■ EXERCISE ■
Check each line of the entries below for the string "clock"; copy every line where it appears.

■ SUPPLIED RECORDS ■
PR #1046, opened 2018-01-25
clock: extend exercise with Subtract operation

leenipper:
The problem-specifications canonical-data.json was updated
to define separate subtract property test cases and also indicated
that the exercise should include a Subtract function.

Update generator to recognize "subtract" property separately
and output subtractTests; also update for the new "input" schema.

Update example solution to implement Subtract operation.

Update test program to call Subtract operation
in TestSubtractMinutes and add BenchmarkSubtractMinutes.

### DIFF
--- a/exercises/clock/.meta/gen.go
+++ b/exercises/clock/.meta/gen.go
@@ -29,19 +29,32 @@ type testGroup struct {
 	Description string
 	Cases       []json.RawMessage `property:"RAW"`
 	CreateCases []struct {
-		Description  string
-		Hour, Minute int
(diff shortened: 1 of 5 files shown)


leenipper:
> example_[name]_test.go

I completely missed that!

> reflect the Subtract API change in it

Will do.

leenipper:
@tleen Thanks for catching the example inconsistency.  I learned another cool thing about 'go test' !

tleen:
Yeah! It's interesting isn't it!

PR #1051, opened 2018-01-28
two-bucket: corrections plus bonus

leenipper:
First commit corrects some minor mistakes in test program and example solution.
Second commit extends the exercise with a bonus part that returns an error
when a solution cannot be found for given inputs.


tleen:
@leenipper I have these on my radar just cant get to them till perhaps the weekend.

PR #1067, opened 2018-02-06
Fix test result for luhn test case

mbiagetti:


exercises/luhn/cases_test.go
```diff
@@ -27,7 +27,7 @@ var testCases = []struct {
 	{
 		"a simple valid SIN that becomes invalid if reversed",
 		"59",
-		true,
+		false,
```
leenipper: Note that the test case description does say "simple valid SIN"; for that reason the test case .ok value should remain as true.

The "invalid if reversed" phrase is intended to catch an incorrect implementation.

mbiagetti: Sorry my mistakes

■ TASK ANSWER ■
clock: extend exercise with Subtract operation
--- a/exercises/clock/.meta/gen.go
+++ b/exercises/clock/.meta/gen.go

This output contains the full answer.